In the long term, protein deficiency can lead to many health problems, including:
- Prolonged fatigue and weakness, reduced energy for daily activities.
- Thinning hair, brittle nails, and peeling skin reflect a deterioration in tissue structure.
- Fluid imbalance can lead to swelling in the legs, feet, or abdomen.
- Loss of muscle mass and strength affects mobility and the ability to work.
- A weakened immune system makes the body more susceptible to infections and illnesses.
- Mood swings, irritability, or depression.
- Wounds heal slowly because proteins are essential for tissue repair.

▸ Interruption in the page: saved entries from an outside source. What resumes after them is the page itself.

PR #309, opened 2025-03-03
fix: notification issues

### LINKED ISSUE #308: Notification issues
I've been having some trouble (ha!) getting notifications to work correctly within my project: some of them work as expected, while others aren't getting sent out. This project is a peripheral/server that supports 18 characteristics that can be configured to 'notify'. After doing some digging, I discovered the source of the problem to be within the `NotificationTable` of the `AttributeServer`... Specifically, there appear to be two separate issues:

1. **Notification Table size** : The notification table size is fixed to `MAX_NOTIFICATIONS`, which is currently 4. Each time a CCCD is received from a client, this table is updated to reflect whether notifications are enabled for this particular CCCD handle (`AttributeServer::set_notify()`). This is then used as a filter to determine when notifications will actually be sent out (`AttributeServer::should_notify()`), so it's not surprising that some of my notifications aren't working: there simply aren't enough slots!  So how many table entries should there be? We could pretty easily add a CCCD count in the `#[gatt_server]` macro that works exactly like the way attributes are added up for all the registered services. But each notification table entry also stores a connection handle to track CCCD handles for more than one connected client... So the total possible number of CCCD/notification table entries is actually the above CCCD count multiplied by the maximum number of connections (`CONNECTIONS_MAX`). This would mean the user would have to pass `CONNECTIONS_MAX` in as an argument; something like `#[gatt_server(connections_max = CONNECTIONS_MAX)]` in addition to using it in `HostResources`. Maybe a little awkward, but not the end of the world. But about those connection handles...
2. **Connection state is untracked in Notification Table** : As mentioned above, a client obtains or releases an entry within the notification table when they send a CCCD that indicates their notification preference for that particular CCCD handle. This stores the connection handle for that client as well. The problem is that these entries are never released if the client disconnects. Even if the same client reconnects, the connection handle is likely to be different (in testing it appears to monotonically increase on every new connection), meaning they will need to claim new slots in the notification table, and the old ones are just taking up space. Eventually, when the table becomes full, notifications will just stop working altogether. So, in addition to the connection handle we need some tracking of connection state for each client: could just be a `is_connected: bool` that is set when a client opens a connection, and is cleared when they disconnect, freeing up that entry to be used by the next connecting client. I'd prefer to track the actual peer address instead of the connection handle for each table entry, because then at least the server could remember a previously connected client's configuration, which is a step towards fulfilling [Vol 3 Part G 3.3.3.3](https://www.bluetooth.com/wp-content/uploads/Files/Specification/HTML/Core-54/out/en/host/generic-attribute-profile--gatt-.html#UUID-70d11f51-12cd-57a4-184a-fd8a4e0283f9)'s requirement that the CCC "shall be persistent across connections for bonded devices". At some point you could optionally provide the `AttributeServer` a blob of `embedded-storage` to maintain this information across reset/power-cycles as well, but that's beyond the scope of this particular issue.

To address both 1 & 2, I have a few changes I'd like to propose:
1. **GATT Server macro** : add two new attributes, `connections_max` (required) and `cccd_table_size` (optional). If not provided, `cccd_table_size` would be summed up across all of the services just like the `ATTRIBUTE_COUNT`. This is going to add two new `const` generic parameters to the `AttributeServer`, but `trouble` users should never see them, so this should be OK.
2. **GattConnection** : I'd like to add a new higher-level connection type the user would interact with (instead of the lower-level `Connection`) when utilizing the server-side functionality provided by `GattData` and `GattEvent`: it is effectively just a wrapper around a `Connection` and `dyn` reference to a `DynamicAttributeServer`. The intended usage is to create one of these from the raw `Connection` produced after advertising completes successfully that exists for the lifetime of the connection to the client. In the constructor, a call could be made to find a spot for the client within the `NotificationTable` (`AttributeServer::connect(&Connection)`), and then when this object is dropped there is a similar call to `AttributeServer::disconnect(&Connection)` to update its `NotificationTable` state. As the user's high-level interface for a GATT connection, the `GattConnection` would have a `next()` method just like `Connection`: it would probably make sense to just move this functionality out of the lower-level `Connection` type instead of calling into it, making these `GattConnectionEvent`s. Since the `GattConnection` already bundles a reference to a `DynamicAttributeServer`, you could remove either `Connection` or `Server` arguments in a few user-facing places, which makes the API a little nicer to work with (`Characteristic::notify()` and `GattData::process()`, for example), and internally you could just store a `GattConnection` within the `GattData` and `GattEvent` types instead of in separate `Connection` and `DynamicAttributeServer` fields.
3. **Rename `NotificationTable` to `CccdTables`** : This would eventually also store indication preferences as well, so each `CccdTable` (one per client) entry would include a `CCCD` value set with the appropriate `CCCDFlag`s.

I'll be submitting a PR shortly that addresses all of the above, and that I've tested as working correctly for multiple simultaneously connected clients supporting as many CCCDs as the `AttributeTable` has got, across a number of connection/disconnection events. This is my first foray into `trouble`, so forgive me if something doesn't look quite right! If there is a more appropriate solution, I'd also like to know about that as well as I am still learning the ways of Rust.. `trouble` is a very cool project, many thanks to all who have contributed to it!

chrissuozzo:
**Issue**
Closes #308

### DIFF
--- a/examples/apps/src/ble_bas_peripheral.rs
+++ b/examples/apps/src/ble_bas_peripheral.rs
@@ -10,7 +10,7 @@ const CONNECTIONS_MAX: usize = 1;
 const L2CAP_CHANNELS_MAX: usize = 2; // Signal + att
 
 // GATT Server definition
-#[gatt_server(connections_max = CONNECTIONS_MAX)]
+#[gatt_server]
 struct Server {
     battery_service: BatteryService,
 }
@@ -109,48 +109,33 @@ async fn gatt_events_task(server: &Server<'_>, conn: &GattConnection<'_, '_>) ->
                 info!("[gatt] disconnected: {:?}", reason);
                 break;
             }
-            GattConnectionEvent::Gatt { data } => {
-                // We can choose to handle event directly without an attribute table
-                // let req = data.incoming();
-                // ..
-                // data.reply(Ok(AttRsp::Error { .. }))
-
-                // But to simplify things, process it in the GATT server that handles
-                // the protocol details
-                match data.process().await {
-                    // Server processing emits
-                    Ok(Some(event)) => {
-                        match &event {
-                            GattEvent::Read(event) => {
-                                if event.handle() == level.handle {
-                                    let value = server.get(&level);
-                                    info!("[gatt] Read Event to Level Characteristic: {:?}", value);
-                                }
-                            }
-                            GattEvent::Write(event) => {
-                                if event.handle() == level.handle {
-                                    info!("[gatt] Write Event to Level Characteristic: {:?}", event.data());
-                                }
+            GattConnectionEvent::Gatt { event } => match event {
+                Ok(event) => {
+                    match &event {
+                        GattEvent::Read(event) => {
+                            if event.handle() == level.handle {
+                                let value = server.get(&level);
+                                info!("[gatt] Read Event to Level Characteristic: {:?}", value);
                             }
                         }
-
-                        // This step is also performed at drop(), but writing it explicitly is necessary
-                        // in order to ensure reply is sent.
-                        match event.accept() {
-                            Ok(reply) => {
-                                reply.send().await;
-                            }
-                            Err(e) => {
-                                warn!("[gatt] error sending response: {:?}", e);
+                        GattEvent::Write(event) => {
+                            if event.handle() == level.handle {
+                                info!("[gatt] Write Event to Level Characteristic: {:?}", event.data());
                             }
                         }
                     }
-                    Ok(_) => {}
-                    Err(e) => {
-                        warn!("[gatt] error processing event: {:?}", e);
+
+                    // This step is also performed at drop(), but writing it explicitly is necessary
+                    // in order to ensure reply is sent.
+                    match event.accept() {
+                        Ok(reply) => {
+                            reply.send().await;
+                        }
+                        Err(e) => warn!("[gatt] error sending response: {:?}", e),
                     }
                 }
-            }
+                Err(e) => warn!("[gatt] error processing event: {:?}", e),
+            },
         }
     }
     info!("[gatt] task finished");
@@ -182,8 +167,7 @@ async fn advertise<'a, 'b, C: Controller>(
         )
         .await?;
     info!("[adv] advertising");
-    let conn = advertiser.accept().await?;
-    let conn = GattConnection::new(conn, server);
+    let conn = advertiser.accept().await?.with_attribute_server(server)?;
     info!("[adv] connection established");
     Ok(conn)
 }
--- a/examples/apps/src/ble_bas_peripheral.rs
+++ b/examples/apps/src/ble_bas_peripheral.rs
@@ -167,7 +167,7 @@ async fn advertise<'a, 'b, C: Controller>(
     AdStructure::encode_slice(
         &[
             AdStructure::Flags(LE_GENERAL_DISCOVERABLE | BR_EDR_NOT_SUPPORTED),
-            AdStructure::ServiceUuids16(&[Uuid::Uuid16([0x0f, 0x18])]),
+            AdStructure::ServiceUuids16(&[[0x0f, 0x18]]),
             AdStructure::CompleteLocalName(name.as_bytes()),
         ],
         &mut advertiser_data[..],
--- a/examples/apps/src/ble_bas_peripheral.rs
+++ b/examples/apps/src/ble_bas_peripheral.rs
@@ -10,7 +10,7 @@ const CONNECTIONS_MAX: usize = 1;
 const L2CAP_CHANNELS_MAX: usize = 2; // Signal + att
 
 // GATT Server definition
-#[gatt_server]
+#[gatt_server(connections_max = CONNECTIONS_MAX)]
 struct Server {
     battery_service: BatteryService,
 }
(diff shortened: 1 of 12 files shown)


examples/apps/src/ble_bas_peripheral.rs
```diff
@@ -10,7 +10,7 @@ const CONNECTIONS_MAX: usize = 1;
 const L2CAP_CHANNELS_MAX: usize = 2; // Signal + att
 
 // GATT Server definition
-#[gatt_server]
+#[gatt_server(connections_max = CONNECTIONS_MAX)]
```
lulf, line 13: I think we should have a default of '1' in the macro, which covers most of the common 'personal accessory' use cases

3. Common sources of protein-rich foods

Pork and chicken are common sources of protein and many essential micronutrients for the body when prepared properly.
Protein is found in many different foods, but their nutritional value lies not only in the protein content but also in the accompanying nutrients. According to Harvard Health, good sources of protein include:
- Types of beans: Young soybeans, kidney beans, peas…

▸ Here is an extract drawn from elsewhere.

PR #312, opened 2025-03-08
default cccd to 0 if value missing

### LINKED ISSUE #305: BleHost(OutOfMemory)
I'm trying to subscribe to a heart-rate monitor's characteristic.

- Nuts and seeds: Almonds, walnuts, pumpkin seeds, flax seeds, sesame seeds, chia seeds…
- Whole grains: Wheat, quinoa, brown rice, oats, buckwheat…
- Vegetables: Corn, broccoli, asparagus, Brussels sprouts…
- Animal protein: Chicken, eggs, beef, pork, lamb…
Of these, chicken and pork are two of the most commonly consumed, easily accessible, and frequently compared types of meat.
3.1 Chicken: A source of lean protein and low in calories.
Chicken is one of the most popular meats, easy to prepare and suitable for many diets. Besides protein, chicken also provides many important micronutrients such as niacin, selenium, phosphorus, and vitamins B6 and B12 – nutrients essential for energy production, DNA synthesis, and brain health.
According to the U.S. National Institutes of Health (NIH), protein from chicken meat is classified as a high-quality complete protein, providing all 20 amino acids, including 9 essential amino acids that the body cannot synthesize on its own.
A major advantage of chicken is its low calorie content but high protein content. On average, 100 grams of cooked chicken provides about 31 grams of protein, which helps create a feeling of fullness, supports weight management, and maintains healthy muscle mass.
Regarding preparation methods, experts recommend prioritizing the following:
- Boiled or steamed chicken.
- Grilled chicken.
- Chicken stir-fries with just the right amount of oil, combined with vegetables...
Conversely, you should limit your consumption of deep-fried chicken, heavily marinated chicken, or processed chicken products.
3.2 Pork: A complete protein source rich in B vitamins
Pork is a widely consumed red meat, particularly popular in East Asian countries. Many familiar products such as bacon, ham, sausages, and cold cuts are derived from pork.
According to experts, 100 grams of cooked pork provides approximately 25.7 grams of protein, along with all nine essential amino acids needed for growth and maintenance. Healthline states that pork is one of the most complete sources of protein in the diet.
Besides protein, pork is also rich in B vitamins, which play an important role in cell function and development. Some studies show that pork can help protect muscle mass after exercise and contribute to improved athletic performance.
However, the World Health Organization (WHO) warns that processed pork products such as sausages, bacon, or ham may increase the risk of cancer if consumed regularly.
4. So, which is better for protein, chicken or pork?
Nutritionally, both chicken and pork are high-quality sources of protein, providing essential micronutrients for the body. The choice of which type of meat is more suitable largely depends on personal taste, eating habits, cultural factors, and health goals.
However, thanks to its higher protein content and lower calorie count, chicken is often considered a healthier option for those looking to increase their protein intake while still managing their weight.
Ultimately, the important thing is not just choosing chicken or pork, but also the cooking method and the appropriate amount to consume within the overall daily diet.